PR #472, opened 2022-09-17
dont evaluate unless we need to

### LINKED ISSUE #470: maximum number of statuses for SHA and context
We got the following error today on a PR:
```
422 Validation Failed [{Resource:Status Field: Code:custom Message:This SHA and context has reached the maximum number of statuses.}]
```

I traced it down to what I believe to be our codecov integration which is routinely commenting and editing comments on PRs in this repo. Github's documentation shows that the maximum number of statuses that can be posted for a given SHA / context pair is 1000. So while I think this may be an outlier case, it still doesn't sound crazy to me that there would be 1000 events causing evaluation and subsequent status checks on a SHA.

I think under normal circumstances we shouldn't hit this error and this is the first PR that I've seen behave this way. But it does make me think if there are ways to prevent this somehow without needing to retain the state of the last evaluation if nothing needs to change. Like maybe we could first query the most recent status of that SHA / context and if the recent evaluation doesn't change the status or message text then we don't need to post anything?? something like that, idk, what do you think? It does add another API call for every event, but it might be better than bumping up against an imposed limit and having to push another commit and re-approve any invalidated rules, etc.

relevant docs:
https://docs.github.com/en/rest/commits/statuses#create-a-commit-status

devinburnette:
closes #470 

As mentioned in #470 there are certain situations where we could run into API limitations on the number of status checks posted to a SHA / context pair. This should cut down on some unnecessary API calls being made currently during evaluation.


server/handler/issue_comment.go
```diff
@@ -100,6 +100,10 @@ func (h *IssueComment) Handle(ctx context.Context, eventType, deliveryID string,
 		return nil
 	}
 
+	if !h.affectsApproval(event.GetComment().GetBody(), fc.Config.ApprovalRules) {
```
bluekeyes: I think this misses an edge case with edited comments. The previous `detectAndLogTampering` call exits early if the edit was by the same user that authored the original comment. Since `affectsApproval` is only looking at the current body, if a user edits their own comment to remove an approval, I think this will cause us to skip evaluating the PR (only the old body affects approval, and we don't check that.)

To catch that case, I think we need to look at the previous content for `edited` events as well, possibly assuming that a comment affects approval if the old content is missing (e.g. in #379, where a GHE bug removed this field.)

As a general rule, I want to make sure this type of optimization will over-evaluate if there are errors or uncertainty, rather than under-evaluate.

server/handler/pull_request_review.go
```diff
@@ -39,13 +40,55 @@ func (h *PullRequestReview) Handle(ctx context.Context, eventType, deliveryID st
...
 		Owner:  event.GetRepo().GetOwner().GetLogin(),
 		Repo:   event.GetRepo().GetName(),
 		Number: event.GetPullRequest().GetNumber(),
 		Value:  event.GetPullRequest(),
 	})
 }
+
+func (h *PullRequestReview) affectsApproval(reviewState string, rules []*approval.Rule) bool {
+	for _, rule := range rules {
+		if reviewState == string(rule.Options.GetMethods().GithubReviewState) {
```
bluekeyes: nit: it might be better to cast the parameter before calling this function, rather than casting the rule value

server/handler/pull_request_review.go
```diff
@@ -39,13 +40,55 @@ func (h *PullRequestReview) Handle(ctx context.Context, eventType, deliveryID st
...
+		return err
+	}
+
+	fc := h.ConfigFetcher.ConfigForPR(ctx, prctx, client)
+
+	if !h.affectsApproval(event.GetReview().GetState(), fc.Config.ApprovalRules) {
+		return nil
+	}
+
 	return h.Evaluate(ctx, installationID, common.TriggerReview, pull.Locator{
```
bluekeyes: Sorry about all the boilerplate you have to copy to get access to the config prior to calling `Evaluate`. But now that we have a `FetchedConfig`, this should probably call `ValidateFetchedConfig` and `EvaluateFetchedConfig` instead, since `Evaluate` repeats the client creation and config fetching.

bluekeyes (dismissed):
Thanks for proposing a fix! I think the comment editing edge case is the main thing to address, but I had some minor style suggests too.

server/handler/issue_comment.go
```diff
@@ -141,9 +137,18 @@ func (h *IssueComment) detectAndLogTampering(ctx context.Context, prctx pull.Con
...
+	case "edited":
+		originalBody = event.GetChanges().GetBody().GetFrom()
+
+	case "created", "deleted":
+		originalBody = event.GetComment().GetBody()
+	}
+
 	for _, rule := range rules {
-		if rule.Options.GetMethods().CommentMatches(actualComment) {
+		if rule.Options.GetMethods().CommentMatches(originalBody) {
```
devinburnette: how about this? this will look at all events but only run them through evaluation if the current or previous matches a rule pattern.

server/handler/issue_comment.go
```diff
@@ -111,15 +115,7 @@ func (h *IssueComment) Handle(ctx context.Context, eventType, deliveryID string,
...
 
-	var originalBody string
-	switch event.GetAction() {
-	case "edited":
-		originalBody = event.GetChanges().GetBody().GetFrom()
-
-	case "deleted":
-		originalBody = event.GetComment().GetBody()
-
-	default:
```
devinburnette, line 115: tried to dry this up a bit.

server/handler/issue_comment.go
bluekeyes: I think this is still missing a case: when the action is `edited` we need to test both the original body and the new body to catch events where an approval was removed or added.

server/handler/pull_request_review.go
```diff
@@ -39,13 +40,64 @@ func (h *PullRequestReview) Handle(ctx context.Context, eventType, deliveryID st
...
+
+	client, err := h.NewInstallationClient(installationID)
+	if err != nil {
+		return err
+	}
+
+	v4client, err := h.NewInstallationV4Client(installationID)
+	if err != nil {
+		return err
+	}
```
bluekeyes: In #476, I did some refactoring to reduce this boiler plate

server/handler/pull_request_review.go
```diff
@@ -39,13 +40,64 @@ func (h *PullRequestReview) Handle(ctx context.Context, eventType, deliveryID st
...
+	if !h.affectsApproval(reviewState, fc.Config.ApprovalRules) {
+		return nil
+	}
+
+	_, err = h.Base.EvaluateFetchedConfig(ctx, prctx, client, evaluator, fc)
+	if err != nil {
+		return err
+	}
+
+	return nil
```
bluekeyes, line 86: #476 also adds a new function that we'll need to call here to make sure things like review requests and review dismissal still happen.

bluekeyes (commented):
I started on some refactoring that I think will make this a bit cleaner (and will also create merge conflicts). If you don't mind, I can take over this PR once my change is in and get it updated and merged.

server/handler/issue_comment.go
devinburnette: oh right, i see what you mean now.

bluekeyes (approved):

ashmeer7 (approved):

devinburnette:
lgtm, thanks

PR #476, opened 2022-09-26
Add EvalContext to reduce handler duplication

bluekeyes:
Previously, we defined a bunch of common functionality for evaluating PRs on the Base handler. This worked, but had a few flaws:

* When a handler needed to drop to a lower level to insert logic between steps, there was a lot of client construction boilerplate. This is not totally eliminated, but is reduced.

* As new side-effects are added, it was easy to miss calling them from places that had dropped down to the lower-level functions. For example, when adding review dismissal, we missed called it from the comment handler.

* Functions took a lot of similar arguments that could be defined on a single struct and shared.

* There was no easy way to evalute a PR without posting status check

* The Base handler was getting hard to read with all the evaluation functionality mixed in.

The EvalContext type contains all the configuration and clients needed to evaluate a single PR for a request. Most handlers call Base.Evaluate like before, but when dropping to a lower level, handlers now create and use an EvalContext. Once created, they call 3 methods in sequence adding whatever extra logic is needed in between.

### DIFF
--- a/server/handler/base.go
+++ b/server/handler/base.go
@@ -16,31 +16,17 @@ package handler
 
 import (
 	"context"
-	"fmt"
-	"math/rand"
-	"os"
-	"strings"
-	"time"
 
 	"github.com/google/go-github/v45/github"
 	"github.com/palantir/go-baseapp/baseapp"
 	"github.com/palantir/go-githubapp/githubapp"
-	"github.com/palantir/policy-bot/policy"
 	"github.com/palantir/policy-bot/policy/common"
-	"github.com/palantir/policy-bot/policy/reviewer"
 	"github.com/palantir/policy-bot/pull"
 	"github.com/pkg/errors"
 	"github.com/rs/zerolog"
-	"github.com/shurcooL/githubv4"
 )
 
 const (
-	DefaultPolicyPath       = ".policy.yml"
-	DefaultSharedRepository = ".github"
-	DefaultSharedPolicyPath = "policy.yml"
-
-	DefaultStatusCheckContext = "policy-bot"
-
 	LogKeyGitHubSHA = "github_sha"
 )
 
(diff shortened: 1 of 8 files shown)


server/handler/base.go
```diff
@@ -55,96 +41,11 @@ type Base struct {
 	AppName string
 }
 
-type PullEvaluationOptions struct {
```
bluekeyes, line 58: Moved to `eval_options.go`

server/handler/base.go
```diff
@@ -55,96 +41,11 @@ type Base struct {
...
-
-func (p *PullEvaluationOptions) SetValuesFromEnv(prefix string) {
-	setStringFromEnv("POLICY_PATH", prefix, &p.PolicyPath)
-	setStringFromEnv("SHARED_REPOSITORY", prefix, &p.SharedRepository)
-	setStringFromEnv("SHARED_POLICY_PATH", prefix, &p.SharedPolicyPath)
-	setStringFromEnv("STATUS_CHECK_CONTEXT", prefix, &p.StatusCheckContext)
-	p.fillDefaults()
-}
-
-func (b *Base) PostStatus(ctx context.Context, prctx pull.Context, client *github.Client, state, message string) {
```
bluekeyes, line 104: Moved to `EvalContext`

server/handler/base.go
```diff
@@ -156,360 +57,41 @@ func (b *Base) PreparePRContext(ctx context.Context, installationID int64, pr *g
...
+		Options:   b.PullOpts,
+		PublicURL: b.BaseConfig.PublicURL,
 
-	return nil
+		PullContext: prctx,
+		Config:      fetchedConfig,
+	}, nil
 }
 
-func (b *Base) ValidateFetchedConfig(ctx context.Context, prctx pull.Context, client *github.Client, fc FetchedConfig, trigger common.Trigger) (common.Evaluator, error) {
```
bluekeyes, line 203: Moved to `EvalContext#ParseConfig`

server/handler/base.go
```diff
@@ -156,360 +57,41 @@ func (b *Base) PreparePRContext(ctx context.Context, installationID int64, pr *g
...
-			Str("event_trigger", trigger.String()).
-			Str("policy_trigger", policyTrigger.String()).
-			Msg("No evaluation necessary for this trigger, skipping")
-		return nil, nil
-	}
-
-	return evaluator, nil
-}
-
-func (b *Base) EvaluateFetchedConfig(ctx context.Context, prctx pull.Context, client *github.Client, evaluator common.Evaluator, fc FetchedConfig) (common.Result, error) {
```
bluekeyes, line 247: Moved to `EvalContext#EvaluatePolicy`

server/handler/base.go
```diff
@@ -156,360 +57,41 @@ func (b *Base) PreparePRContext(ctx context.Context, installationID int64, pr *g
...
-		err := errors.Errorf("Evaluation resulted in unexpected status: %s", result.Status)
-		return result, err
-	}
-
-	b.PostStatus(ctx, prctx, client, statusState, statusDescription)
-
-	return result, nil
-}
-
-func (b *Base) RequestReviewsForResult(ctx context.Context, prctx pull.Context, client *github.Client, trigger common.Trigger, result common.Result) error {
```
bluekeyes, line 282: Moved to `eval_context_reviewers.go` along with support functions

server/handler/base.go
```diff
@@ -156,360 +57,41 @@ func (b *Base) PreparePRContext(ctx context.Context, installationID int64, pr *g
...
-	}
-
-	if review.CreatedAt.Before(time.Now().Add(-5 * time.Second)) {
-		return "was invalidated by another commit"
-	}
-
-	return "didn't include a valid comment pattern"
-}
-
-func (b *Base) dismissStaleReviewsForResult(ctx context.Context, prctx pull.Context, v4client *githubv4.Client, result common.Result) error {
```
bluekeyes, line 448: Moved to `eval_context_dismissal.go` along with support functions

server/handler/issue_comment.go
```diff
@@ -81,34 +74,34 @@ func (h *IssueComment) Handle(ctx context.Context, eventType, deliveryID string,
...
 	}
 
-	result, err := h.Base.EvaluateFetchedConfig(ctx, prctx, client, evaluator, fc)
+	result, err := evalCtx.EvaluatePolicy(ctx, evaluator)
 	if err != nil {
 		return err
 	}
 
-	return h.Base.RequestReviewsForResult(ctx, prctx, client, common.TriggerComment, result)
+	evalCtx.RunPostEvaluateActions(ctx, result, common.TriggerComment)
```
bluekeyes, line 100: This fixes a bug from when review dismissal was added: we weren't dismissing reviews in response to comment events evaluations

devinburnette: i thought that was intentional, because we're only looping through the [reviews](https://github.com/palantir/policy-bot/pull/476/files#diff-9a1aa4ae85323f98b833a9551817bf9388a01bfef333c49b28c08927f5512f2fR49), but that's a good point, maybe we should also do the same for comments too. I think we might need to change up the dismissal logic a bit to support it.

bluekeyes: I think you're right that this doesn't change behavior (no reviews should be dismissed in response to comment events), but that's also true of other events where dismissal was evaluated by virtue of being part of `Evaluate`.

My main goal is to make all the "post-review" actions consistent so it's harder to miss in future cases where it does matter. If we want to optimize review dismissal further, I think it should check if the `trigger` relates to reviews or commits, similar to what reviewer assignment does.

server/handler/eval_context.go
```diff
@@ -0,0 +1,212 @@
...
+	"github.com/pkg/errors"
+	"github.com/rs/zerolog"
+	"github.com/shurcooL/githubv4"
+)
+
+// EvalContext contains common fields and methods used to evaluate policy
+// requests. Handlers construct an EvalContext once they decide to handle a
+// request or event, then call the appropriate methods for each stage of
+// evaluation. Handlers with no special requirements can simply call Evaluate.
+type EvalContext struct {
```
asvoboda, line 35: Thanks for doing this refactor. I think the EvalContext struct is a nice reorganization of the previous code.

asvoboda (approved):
:::
What to do:
Taking the line with "PR #476, opened 2022-09-26" as the first and the line with "but is reduced." as the last, retype that stretch of the data above exactly, with no other lines.

Task answer:
PR #476, opened 2022-09-26
Add EvalContext to reduce handler duplication

bluekeyes:
Previously, we defined a bunch of common functionality for evaluating PRs on the Base handler. This worked, but had a few flaws:

* When a handler needed to drop to a lower level to insert logic between steps, there was a lot of client construction boilerplate. This is not totally eliminated, but is reduced.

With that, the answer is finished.